*WHAT YOU HAVE TO DO:* Where does the word "toml" show up in the data? Please find each such line and copy it.

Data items
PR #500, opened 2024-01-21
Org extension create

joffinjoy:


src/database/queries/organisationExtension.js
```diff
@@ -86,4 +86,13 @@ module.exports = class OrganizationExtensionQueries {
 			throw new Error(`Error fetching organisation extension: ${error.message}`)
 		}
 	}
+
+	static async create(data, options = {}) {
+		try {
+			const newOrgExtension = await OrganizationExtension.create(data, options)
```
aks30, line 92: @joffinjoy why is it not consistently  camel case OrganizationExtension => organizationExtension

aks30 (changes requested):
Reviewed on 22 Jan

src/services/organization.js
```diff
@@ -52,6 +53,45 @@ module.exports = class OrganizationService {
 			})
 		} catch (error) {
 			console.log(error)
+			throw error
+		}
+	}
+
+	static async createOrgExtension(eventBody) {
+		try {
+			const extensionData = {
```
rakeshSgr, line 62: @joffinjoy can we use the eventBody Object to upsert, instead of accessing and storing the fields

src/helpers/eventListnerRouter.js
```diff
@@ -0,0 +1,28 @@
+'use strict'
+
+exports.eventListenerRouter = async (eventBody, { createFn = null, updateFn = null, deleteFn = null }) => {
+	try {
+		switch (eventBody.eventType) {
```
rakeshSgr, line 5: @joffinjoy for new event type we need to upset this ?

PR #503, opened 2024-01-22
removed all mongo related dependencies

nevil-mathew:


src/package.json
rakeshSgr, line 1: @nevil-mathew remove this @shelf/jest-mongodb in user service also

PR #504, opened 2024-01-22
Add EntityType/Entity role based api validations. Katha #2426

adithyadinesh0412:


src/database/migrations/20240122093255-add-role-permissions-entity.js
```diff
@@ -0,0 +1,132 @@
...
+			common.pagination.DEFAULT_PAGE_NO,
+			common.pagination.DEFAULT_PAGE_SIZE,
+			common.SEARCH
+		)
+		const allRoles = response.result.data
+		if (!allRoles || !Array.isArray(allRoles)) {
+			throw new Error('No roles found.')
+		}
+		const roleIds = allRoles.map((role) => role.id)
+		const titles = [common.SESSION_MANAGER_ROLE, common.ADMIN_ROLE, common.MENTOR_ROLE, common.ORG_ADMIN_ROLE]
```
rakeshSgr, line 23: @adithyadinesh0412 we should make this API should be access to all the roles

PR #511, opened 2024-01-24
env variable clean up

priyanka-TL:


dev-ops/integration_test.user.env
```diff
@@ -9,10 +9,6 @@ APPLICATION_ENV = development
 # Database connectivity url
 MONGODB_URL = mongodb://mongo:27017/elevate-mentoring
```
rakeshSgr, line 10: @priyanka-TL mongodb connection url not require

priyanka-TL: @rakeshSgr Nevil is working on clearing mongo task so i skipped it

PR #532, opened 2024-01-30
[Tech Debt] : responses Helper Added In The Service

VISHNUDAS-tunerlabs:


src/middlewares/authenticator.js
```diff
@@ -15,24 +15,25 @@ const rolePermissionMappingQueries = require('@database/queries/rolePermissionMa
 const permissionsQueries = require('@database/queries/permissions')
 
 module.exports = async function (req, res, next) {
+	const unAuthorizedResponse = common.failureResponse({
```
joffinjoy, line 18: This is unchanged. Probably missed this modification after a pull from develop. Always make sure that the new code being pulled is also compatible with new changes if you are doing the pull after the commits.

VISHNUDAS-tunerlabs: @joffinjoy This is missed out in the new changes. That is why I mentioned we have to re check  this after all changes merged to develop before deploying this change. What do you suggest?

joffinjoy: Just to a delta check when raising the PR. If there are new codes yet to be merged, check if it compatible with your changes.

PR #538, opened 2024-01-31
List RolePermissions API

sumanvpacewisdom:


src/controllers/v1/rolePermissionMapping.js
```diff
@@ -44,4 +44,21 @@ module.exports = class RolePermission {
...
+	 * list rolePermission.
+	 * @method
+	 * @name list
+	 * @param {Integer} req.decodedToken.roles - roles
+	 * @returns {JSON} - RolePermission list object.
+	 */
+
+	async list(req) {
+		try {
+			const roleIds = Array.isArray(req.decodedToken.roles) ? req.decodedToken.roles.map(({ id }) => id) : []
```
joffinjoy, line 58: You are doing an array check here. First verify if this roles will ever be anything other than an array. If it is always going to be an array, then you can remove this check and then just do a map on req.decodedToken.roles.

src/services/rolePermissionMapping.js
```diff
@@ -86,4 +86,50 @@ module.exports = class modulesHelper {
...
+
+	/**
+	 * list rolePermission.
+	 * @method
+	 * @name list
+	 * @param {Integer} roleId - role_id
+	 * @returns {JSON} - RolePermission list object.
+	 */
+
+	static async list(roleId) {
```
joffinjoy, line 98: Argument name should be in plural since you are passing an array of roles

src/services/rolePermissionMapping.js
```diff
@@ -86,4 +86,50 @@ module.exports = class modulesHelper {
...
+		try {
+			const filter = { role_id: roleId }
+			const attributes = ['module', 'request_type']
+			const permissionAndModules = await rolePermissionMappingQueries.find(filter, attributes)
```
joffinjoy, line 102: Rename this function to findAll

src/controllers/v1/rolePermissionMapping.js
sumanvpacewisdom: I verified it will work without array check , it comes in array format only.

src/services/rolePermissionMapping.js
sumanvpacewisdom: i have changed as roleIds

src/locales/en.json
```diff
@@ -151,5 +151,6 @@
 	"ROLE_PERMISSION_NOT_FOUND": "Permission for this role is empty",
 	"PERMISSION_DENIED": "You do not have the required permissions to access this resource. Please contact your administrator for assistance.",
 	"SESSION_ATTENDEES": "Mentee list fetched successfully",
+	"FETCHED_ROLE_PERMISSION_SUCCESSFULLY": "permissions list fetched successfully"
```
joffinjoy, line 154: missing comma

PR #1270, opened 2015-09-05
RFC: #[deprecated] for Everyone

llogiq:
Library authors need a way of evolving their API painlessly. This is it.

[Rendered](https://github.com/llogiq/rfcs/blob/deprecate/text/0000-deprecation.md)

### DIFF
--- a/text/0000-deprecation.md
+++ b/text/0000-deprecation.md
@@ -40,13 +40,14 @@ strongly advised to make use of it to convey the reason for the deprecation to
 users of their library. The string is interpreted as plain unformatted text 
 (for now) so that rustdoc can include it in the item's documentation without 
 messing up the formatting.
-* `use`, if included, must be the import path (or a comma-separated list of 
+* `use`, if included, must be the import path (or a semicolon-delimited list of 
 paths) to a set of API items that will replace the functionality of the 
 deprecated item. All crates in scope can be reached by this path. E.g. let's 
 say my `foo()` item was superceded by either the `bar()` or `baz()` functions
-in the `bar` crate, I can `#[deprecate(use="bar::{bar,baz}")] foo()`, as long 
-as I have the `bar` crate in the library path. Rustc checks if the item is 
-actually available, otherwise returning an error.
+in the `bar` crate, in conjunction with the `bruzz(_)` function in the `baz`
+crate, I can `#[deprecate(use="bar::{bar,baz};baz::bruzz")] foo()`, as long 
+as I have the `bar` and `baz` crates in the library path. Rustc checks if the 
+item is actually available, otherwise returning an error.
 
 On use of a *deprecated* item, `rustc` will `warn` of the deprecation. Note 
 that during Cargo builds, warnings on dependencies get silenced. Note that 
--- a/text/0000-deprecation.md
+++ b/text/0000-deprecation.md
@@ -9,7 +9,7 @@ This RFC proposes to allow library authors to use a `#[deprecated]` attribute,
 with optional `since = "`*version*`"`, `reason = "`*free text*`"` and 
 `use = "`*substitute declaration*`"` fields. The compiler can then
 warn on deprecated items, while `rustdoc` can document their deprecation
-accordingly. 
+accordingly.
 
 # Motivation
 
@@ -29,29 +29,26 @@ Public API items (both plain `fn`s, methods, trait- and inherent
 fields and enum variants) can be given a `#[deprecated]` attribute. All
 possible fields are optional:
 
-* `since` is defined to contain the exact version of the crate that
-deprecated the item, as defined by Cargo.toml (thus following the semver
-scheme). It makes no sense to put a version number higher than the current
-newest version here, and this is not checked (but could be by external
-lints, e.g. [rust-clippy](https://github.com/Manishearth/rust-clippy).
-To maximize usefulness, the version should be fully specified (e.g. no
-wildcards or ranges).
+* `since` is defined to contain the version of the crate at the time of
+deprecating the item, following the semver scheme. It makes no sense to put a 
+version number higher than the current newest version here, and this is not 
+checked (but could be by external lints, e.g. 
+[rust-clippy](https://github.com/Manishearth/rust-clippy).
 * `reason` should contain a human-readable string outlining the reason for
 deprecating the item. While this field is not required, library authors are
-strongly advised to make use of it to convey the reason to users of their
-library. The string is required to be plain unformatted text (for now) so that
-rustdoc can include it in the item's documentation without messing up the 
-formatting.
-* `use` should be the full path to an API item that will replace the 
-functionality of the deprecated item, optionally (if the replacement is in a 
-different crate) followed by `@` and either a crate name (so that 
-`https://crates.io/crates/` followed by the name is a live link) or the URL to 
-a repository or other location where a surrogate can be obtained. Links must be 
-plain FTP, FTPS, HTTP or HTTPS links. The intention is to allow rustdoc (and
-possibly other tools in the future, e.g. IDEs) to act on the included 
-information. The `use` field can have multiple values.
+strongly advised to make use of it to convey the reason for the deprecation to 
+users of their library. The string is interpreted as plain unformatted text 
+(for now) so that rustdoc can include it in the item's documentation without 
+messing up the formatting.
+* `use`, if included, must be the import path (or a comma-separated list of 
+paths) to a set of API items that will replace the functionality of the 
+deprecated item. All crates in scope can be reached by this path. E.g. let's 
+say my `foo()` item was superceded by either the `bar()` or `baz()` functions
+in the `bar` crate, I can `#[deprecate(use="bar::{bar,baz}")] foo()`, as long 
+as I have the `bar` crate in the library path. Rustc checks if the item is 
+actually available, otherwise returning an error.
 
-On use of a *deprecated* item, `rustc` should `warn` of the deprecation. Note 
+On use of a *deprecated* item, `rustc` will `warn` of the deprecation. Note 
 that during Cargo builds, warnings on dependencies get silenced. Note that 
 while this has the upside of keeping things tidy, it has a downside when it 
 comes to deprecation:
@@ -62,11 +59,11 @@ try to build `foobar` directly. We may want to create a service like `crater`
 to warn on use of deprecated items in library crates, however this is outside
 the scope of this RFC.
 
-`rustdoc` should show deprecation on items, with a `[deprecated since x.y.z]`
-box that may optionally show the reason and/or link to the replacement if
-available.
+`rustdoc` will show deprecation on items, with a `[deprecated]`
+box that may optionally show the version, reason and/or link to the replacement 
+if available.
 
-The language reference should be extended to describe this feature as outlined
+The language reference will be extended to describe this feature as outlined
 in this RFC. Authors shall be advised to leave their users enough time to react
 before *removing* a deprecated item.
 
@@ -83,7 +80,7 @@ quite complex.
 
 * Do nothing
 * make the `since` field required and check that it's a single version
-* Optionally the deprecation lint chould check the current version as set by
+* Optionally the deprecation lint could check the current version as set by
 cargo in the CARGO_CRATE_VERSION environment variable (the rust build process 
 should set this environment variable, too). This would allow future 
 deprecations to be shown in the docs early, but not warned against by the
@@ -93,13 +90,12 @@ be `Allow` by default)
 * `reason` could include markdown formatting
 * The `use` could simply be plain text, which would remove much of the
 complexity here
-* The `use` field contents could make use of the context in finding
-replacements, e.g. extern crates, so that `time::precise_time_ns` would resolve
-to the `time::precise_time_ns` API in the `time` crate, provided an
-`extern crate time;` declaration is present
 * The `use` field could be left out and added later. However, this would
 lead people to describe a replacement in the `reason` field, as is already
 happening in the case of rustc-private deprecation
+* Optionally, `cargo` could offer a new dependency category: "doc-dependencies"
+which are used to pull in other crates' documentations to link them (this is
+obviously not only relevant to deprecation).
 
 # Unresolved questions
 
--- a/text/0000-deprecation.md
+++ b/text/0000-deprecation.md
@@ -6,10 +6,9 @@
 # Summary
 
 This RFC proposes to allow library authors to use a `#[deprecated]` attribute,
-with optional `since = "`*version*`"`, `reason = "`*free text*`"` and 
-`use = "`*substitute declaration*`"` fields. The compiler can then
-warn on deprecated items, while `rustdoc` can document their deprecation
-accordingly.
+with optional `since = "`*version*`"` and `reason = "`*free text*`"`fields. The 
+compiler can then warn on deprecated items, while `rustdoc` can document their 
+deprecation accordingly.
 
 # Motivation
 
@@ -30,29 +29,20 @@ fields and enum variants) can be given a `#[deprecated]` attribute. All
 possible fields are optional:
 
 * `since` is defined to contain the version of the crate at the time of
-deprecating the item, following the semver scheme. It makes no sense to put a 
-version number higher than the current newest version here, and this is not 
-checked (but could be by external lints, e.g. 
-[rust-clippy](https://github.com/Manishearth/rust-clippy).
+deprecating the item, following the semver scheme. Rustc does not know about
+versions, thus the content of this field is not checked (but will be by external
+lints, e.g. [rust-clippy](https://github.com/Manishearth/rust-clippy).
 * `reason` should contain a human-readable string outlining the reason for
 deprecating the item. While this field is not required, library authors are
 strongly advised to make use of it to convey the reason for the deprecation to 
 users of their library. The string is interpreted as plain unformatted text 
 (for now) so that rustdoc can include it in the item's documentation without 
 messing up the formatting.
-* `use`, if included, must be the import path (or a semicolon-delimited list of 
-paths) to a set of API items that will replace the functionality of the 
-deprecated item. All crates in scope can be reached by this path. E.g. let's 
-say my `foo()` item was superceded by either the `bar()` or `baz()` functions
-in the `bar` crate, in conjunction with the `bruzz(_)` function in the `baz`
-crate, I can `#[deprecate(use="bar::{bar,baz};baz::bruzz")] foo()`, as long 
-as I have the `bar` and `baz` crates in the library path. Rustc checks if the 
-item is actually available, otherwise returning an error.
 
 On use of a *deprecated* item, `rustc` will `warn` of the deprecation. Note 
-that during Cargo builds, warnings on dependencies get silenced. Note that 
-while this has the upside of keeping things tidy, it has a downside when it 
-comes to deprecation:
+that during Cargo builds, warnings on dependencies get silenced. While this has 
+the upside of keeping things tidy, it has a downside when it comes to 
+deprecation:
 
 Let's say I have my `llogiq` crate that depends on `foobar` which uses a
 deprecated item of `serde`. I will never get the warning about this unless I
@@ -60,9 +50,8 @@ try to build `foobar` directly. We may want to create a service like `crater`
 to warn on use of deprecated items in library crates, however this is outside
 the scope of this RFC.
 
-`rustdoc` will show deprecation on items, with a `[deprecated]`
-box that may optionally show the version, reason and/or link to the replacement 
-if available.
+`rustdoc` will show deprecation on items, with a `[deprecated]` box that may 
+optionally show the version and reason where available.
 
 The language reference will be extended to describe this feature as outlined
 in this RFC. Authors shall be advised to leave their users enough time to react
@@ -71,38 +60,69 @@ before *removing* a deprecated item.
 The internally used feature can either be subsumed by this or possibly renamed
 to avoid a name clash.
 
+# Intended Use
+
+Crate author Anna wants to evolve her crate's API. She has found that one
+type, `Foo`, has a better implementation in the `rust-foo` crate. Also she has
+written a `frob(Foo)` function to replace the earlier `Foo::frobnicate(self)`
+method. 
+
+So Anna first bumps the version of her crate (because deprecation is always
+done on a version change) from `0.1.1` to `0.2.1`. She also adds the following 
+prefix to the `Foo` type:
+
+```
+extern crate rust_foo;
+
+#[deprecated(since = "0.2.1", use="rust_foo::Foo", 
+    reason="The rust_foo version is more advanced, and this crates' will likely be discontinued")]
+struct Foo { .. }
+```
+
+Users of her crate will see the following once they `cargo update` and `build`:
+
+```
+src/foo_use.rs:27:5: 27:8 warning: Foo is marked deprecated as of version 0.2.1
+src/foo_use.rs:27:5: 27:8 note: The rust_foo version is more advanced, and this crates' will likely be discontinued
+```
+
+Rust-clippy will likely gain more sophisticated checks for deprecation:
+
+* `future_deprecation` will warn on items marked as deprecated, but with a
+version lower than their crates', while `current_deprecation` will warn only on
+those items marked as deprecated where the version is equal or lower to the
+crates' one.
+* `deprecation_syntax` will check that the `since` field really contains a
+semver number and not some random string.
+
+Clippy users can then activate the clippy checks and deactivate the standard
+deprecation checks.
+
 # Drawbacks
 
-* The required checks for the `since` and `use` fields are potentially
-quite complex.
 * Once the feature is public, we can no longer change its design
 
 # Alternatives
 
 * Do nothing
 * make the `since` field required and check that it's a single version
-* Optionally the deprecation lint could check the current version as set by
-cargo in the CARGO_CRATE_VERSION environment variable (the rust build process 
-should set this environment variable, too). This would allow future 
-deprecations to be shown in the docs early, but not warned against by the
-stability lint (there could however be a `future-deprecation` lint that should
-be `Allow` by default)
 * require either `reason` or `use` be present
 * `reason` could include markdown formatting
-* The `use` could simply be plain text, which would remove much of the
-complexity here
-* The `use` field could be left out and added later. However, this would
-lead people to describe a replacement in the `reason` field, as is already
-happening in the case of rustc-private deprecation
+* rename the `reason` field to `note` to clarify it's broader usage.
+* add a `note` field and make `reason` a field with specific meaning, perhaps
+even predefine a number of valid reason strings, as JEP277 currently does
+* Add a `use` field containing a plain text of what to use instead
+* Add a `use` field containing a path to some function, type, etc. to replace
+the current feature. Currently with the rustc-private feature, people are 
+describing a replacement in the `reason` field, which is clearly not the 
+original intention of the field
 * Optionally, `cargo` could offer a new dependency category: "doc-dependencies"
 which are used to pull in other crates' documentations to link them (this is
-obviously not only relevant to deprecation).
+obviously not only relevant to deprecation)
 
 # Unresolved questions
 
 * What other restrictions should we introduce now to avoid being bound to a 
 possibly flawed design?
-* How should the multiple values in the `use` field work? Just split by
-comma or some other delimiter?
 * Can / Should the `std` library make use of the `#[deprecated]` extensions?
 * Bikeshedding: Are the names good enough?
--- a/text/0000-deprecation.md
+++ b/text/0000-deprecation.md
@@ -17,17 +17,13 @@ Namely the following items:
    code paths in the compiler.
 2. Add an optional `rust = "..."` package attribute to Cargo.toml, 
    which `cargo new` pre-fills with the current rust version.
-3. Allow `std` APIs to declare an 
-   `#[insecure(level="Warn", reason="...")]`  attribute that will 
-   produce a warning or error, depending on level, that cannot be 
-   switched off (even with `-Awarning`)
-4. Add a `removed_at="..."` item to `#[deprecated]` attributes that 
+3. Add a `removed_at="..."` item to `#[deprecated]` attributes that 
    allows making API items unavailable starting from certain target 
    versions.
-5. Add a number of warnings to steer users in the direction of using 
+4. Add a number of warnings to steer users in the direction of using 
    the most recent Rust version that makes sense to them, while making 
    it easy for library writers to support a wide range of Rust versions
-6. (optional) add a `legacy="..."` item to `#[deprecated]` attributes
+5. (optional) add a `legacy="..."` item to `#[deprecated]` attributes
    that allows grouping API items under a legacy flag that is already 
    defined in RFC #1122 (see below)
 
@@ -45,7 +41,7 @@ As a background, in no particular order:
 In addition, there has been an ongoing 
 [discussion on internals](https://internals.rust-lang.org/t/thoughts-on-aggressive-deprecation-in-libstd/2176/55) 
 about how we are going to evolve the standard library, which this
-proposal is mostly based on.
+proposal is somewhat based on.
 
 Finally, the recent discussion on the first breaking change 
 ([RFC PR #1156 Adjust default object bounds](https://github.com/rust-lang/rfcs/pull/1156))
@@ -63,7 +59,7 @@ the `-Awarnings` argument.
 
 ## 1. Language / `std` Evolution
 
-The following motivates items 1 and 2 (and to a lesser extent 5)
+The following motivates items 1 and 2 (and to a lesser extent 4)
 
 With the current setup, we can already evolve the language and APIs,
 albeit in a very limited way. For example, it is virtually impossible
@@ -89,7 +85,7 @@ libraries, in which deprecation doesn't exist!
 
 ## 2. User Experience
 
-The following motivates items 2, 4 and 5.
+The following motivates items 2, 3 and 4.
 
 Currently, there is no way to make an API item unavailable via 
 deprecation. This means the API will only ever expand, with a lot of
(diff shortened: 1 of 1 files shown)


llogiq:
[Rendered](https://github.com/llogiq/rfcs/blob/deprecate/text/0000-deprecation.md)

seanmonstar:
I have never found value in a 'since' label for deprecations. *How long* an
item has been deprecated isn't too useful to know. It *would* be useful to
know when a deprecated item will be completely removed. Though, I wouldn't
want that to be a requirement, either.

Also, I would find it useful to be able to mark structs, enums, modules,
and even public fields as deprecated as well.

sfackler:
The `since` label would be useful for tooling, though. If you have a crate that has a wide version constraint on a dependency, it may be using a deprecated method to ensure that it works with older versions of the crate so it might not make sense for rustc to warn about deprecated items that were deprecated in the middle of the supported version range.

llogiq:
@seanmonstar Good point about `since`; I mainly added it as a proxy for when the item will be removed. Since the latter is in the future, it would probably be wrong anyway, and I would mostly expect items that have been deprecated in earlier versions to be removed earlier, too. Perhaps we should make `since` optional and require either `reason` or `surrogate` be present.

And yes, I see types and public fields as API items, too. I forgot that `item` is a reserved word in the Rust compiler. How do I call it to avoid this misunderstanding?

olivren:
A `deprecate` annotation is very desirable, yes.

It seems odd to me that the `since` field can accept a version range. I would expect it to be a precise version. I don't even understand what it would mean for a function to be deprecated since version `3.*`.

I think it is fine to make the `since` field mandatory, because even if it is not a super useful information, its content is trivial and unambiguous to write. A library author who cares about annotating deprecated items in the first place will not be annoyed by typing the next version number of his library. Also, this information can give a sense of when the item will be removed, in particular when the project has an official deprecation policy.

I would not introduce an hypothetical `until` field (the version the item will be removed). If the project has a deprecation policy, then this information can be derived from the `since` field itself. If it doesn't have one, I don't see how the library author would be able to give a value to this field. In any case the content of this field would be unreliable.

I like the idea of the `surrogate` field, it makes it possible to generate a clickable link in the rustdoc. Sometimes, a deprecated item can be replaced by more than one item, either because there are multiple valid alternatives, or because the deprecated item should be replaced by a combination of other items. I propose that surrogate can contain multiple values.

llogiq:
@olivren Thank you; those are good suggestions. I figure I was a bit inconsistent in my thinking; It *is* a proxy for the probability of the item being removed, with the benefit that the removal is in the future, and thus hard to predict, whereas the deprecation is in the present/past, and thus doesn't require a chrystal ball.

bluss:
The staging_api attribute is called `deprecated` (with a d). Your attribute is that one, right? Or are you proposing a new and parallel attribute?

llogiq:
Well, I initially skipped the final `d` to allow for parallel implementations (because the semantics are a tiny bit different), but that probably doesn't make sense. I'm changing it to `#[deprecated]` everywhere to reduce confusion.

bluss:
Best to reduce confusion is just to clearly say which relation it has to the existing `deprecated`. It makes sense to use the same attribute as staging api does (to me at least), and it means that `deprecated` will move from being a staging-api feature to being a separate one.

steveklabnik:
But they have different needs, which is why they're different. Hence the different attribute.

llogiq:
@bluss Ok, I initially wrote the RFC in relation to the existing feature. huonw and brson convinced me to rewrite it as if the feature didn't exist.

*WORKED SOLUTION:*
-deprecated the item, as defined by Cargo.toml (thus following the semver
 2. Add an optional `rust = "..."` package attribute to Cargo.toml, 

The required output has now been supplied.